[ASSIGNMENT] Could you set down exactly the lines of the data below, starting at the one that holds "-60,7 +62,7 @@" and ending at the one that holds "-- Other applications", both included, and only those?

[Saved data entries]

··········

PR #1098, opened 2016-01-28
Section on things to think about when using ServiceControl

petersgiles:
related to https://github.com/Particular/docs.particular.net/issues/1097

@dvdstelt @johnsimons check out the section at the bottom of this...needs more work but I think it worth getting out there as I have been seeing a few cases where this advice might have prevented some angst for our customers

PR #1217, opened 2016-02-25
[WIP] Mike's take on ServiceControl in Practice

mikeminutillo:
This is a modified version of https://github.com/Particular/docs.particular.net/pull/1098#event-564935177

Created a new branch to allow side-by-side comparison and discussion.

I moved from "Features" to "Capabilities and Plugins". I also modified the tone to try and remove opinion-sounding things. Structurally I tried to present the problem, propose an approach and finish with specific tips.

@Particular/docs-maintainers @petersgiles - take a look and see if you agree with this approach?

### DIFF
--- a/servicecontrol/servicecontrol-in-practice.md
+++ b/servicecontrol/servicecontrol-in-practice.md
@@ -19,7 +19,9 @@ Here are some important considerations when installing and deploying ServiceCont
 
 - Read the [Capacity Planning](/servicecontrol/capacity-and-planning.md) and [Troubleshooting](/servicecontrol/troubleshooting.md) guides for ServiceControl.
 - Each environment should have a dedicated ServiceControl instance.
-- In production, ServiceControl should run on a dedicated machine.
+- Other applications or NServiceBus endpoints running on the same machine as ServiceControl can compete for hardware resources and therefore negatively impact ServiceControl's performance. For optimal performance run SC on a dedicated machine.
+- If ServiceControl is installed on a Virtual Machine, ensure the machine is capable of high levels of I/O traffic. The amount of I/O required depends on the system being monitored. Run performance 
+tests with realistic message loads to baseline hardware requirements.
 
 
 ## Message Throughput Considerations
@@ -60,7 +62,7 @@ Once this baseline has been established, follow these steps:
 
 ## Anti-Virus Checks
 
-Exclude the ServiceControl [database directory](/servicecontrol/configure-ravendb-location.md) from anti-virus checks. ServiceControl uses an embedded database and produces a lot of I/O traffic. Some anti-virus software can add overhead to I/O operations causing a significant performance impact.
+Exclude the ServiceControl [database directory](/servicecontrol/configure-ravendb-location.md) from anti-virus checks. ServiceControl uses an embedded database and produces a high level of I/O traffic. Some anti-virus software can add overhead to I/O operations causing a significant performance impact.
 
 
 ## Version Downgrades
--- a/servicecontrol/servicecontrol-in-practice.md
+++ b/servicecontrol/servicecontrol-in-practice.md
@@ -17,17 +17,17 @@ Here are some important considerations when installing and deploying ServiceCont
 
 ## Hardware & Installation Considerations:
 
-- Read the [Capacity Planning](/servicecontrol/capacity-and-planning.md) and [Troubleshooting](/servicecontrol/troubleshooting.md) guides for ServiceControl.
-- Each environment should have a dedicated ServiceControl instance.
-- Other applications or NServiceBus endpoints running on the same machine as ServiceControl can compete for hardware resources and therefore negatively impact ServiceControl's performance. For optimal performance run SC on a dedicated machine.
-- If ServiceControl is installed on a Virtual Machine, ensure the machine is capable of high levels of network and disk I/O traffic. The amount of I/O required depends on the system being monitored, the number of messages being processed, the transport being used, etc. Run performance tests with realistic message loads to baseline hardware requirements.
+ * Read the [Capacity Planning](/servicecontrol/capacity-and-planning.md) and [Troubleshooting](/servicecontrol/troubleshooting.md) guides for ServiceControl.
+ * Each environment should have a dedicated ServiceControl instance.
+ * Other applications or NServiceBus endpoints running on the same machine as ServiceControl can compete for hardware resources and therefore negatively impact ServiceControl's performance. For optimal performance run SC on a dedicated machine.
+ * If ServiceControl is installed on a Virtual Machine, ensure the machine is capable of high levels of network and disk I/O traffic. The amount of I/O required depends on the system being monitored, the number of messages being processed, the transport being used, etc. Run performance tests with realistic message loads to baseline hardware requirements.
 
 
 ## Message Throughput Considerations
 
-Depending on the number of endpoints and message volume, audit messages can have a large impact on performance. Turn off [Message Auditing](/nservicebus/operations/auditing.md#turning-off-auditing) if it is not needed. The primary reason for the audit ingestion capability of ServiceControl is to support system analysis with ServiceInsight. If ServiceInsight is not in use then turn off messaging auditing for each endpoint. Message auditing may be important for some endpoints but not others. 
+Depending on the number of endpoints and message volume, audit messages can have a large impact on performance. Turn off [Message Auditing](/nservicebus/operations/auditing.md#turning-off-auditing) if it is not needed. The primary reason for the audit ingestion capability of ServiceControl is to support system analysis with ServiceInsight. If ServiceInsight is not in use then turn off messaging auditing for each endpoint. Message auditing may be important for some endpoints but not others.
 
-NOTE: If message auditing is required without the use of ServiceInsight, configure endpoints and ServiceControl to use different audit queues. Audit messages going to an audit queue that is not managed by ServiceControl will need to be cleaned up manually. 
+NOTE: If message auditing is required without the use of ServiceInsight, configure endpoints and ServiceControl to use different audit queues. Audit messages going to an audit queue that is not managed by ServiceControl will need to be cleaned up manually.
 
 Turn off [Audit Forwarding](/servicecontrol/errorlog-auditlog-behavior.md) if it is not needed. ServiceControl sends a copy of each audited message to configured Audit Forwarding queue. If these messages are not being used, turn this feature off.
 
@@ -39,14 +39,14 @@ Turn off [Audit Forwarding](/servicecontrol/errorlog-auditlog-behavior.md) if it
 
 ### Heartbeats
 
-Not all endpoints are mission critical and need to be monitored with [heartbeats](/servicepulse/intro-endpoints-heartbeats.md) using the same SLA. For endpoints that are less critical to business, [adjust the Heartbeat Interval](/servicecontrol/plugins/heartbeat#configuration-heartbeat-interval). Increasing the interval ensures that ServiceControl is able to process heartbeats in a timely manner. Increasing the heartbeat interval for endpoints requires a corresponding increase in the [heartbeat grace period](/servicecontrol/creating-config-file#plugin-specific-servicecontrol-heartbeatgraceperiod) in ServiceControl. 
+Not all endpoints are mission critical and need to be monitored with [heartbeats](/servicepulse/intro-endpoints-heartbeats.md) using the same SLA. For endpoints that are less critical to business, [adjust the Heartbeat Interval](/servicecontrol/plugins/heartbeat.md#configuration-heartbeat-interval). Increasing the interval ensures that ServiceControl is able to process heartbeats in a timely manner. Increasing the heartbeat interval for endpoints requires a corresponding increase in the [heartbeat grace period](/servicecontrol/creating-config-file.md#plugin-specific-servicecontrol-heartbeatgraceperiod) in ServiceControl.
 
-Heartbeat messages tend to be frequent, and a large backlog can occur if ServiceControl is offline for an extended period. When this happens, it can take ServiceControl some time to process old heartbeats when it restarts. 
+Heartbeat messages tend to be frequent, and a large backlog can occur if ServiceControl is offline for an extended period. When this happens, it can take ServiceControl some time to process old heartbeats when it restarts.
 
 
 ### Saga Audit
 
-The [Saga Audit](/servicecontrol/plugins/saga-audit.md) plugin produces a lot of data. It's use outside of a development environment is not recommended. If the saga audit plugin is already deployed in production, [follow the instructions outlined](/servicecontrol/plugins/saga-audit#removing-the-plugin-from-production) to remove it.
+The [Saga Audit](/servicecontrol/plugins/saga-audit.md) plugin produces a lot of data. It's use outside of a development environment is not recommended. If the saga audit plugin is already deployed in production, [follow the instructions outlined](/servicecontrol/plugins/saga-audit.md#removing-the-plugin-from-production) to remove it.
 
 
 ## Performance Considerations
@@ -54,9 +54,10 @@ The [Saga Audit](/servicecontrol/plugins/saga-audit.md) plugin produces a lot of
 Run a performance test using the expected peak and average message throughput for the environment to baseline the system. The baseline test should not include audit ingestion or any ServiceControl plugins. 
 
 Once this baseline has been established, follow these steps:
-- Install and configure the Heartbeat plugin in each endpoint where it is needed. Re-run the performance test suite and monitor ServiceControl to ensure that it can effectively monitor the system under load. This may require adjustments to the Heartbeat interval. Re-run the performance tests after each adjustment.
-- Turn on auditing for each endpoint that needs it and re-run the performance tests to assess impact.
-- For each endpoint, turn on any required Custom Checks and re-run the performance tests to assess impact.
+
+ * Install and configure the Heartbeat plugin in each endpoint where it is needed. Re-run the performance test suite and monitor ServiceControl to ensure that it can effectively monitor the system under load. This may require adjustments to the Heartbeat interval. Re-run the performance tests after each adjustment.
+ * Turn on auditing for each endpoint that needs it and re-run the performance tests to assess impact.
+ * For each endpoint, turn on any required Custom Checks and re-run the performance tests to assess impact.
 
 When an infrastructure outage occurs in a production environment it's possible that every message processed every endpoint may end up in the error queue. It can take ServiceControl some time to ingest all of these messages. Once ingested, a bulk retry operation will consume additional network and disk I/O above the usual requirements. It is important to simulate these conditions as a part of performance testing to ensure that these times and resources are catered for in recovery plans.
  
--- a/servicecontrol/servicecontrol-in-practice.md
+++ b/servicecontrol/servicecontrol-in-practice.md
@@ -1,40 +1,51 @@
 ---
 title: ServiceControl in Practice
-summary: Considerations for configuring ServiceControl for use in production environments
+summary: Optimizing ServiceControl for use in different environments
 tags:
 - ServiceControl
 ---
 
 
-ServiceControl has many capabilities which can be extended by adding optional plugins into the endpoints of the system being monitored. Each capability and plugin can provide valuable information but also comes with a cost in terms of resource usage and performance. There are other factors that can influence the resource and performance profile of ServiceControl including hardware, message throughput, and number of endpoints. These factors can vary greatly between environments. Capabilities and plugins that provide value in one environment may have a negative impact if included in another environment.
+ServiceControl provides many capabilities such as endpoint monitoring, advanced debgugging, and failed message management. These capabilities can be extended by adding optional [plugins](http://docs.particular.net/servicecontrol/plugins/) into the endpoints being monitored. Each capability and plugin provides valuable information, but they have certain resource and performance costs. Harware, peak and average message throughput, and number of endpoints in the system all have a large impact on the performance of ServiceControl. These factors can vary greatly between environments. Capabilities and plugins that provide value in one environment may have a negative impact if included in another environment.
 
-For example, the [Saga Audit](/servicecontrol/plugins/saga-audit.md) plugin provides additional information to support a development environment where message load is low. In a production environment, where are there are many more saga instances to audit, the increased overhead is magnified and can have a significant performance impact.  
+For example, the [Saga Audit](/servicecontrol/plugins/saga-audit.md) plugin provides additional information to support a development environment where message load is low. In a production environment, where there are many more saga instances to audit, the increased overhead is magnified and can have a significant performance impact.  
 
 Each capability and plugin needs to be considered for each environment to determine if the value that it provides in that environment outweighs the costs that it imposes. 
 
+Here are some important considerations when installing and deploying ServiceControl for better performance.
 
-## General Approach
 
-When configuring ServiceControl for a new environment follow these steps:
+## Hardware & Installation Considerations:
 
 - Read the [Capacity Planning](/servicecontrol/capacity-and-planning.md) and [Troubleshooting](/servicecontrol/troubleshooting.md) guides for ServiceControl.
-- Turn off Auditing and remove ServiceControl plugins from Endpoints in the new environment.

··········

[ANSWER BELOW]
@@ -60,7 +62,7 @@ Once this baseline has been established, follow these steps:
 
 ## Anti-Virus Checks
 
-Exclude the ServiceControl [database directory](/servicecontrol/configure-ravendb-location.md) from anti-virus checks. ServiceControl uses an embedded database and produces a lot of I/O traffic. Some anti-virus software can add overhead to I/O operations causing a significant performance impact.
+Exclude the ServiceControl [database directory](/servicecontrol/configure-ravendb-location.md) from anti-virus checks. ServiceControl uses an embedded database and produces a high level of I/O traffic. Some anti-virus software can add overhead to I/O operations causing a significant performance impact.
 
 
 ## Version Downgrades
--- a/servicecontrol/servicecontrol-in-practice.md
+++ b/servicecontrol/servicecontrol-in-practice.md
@@ -17,17 +17,17 @@ Here are some important considerations when installing and deploying ServiceCont
 
 ## Hardware & Installation Considerations:
 
-- Read the [Capacity Planning](/servicecontrol/capacity-and-planning.md) and [Troubleshooting](/servicecontrol/troubleshooting.md) guides for ServiceControl.
-- Each environment should have a dedicated ServiceControl instance.
-- Other applications or NServiceBus endpoints running on the same machine as ServiceControl can compete for hardware resources and therefore negatively impact ServiceControl's performance. For optimal performance run SC on a dedicated machine.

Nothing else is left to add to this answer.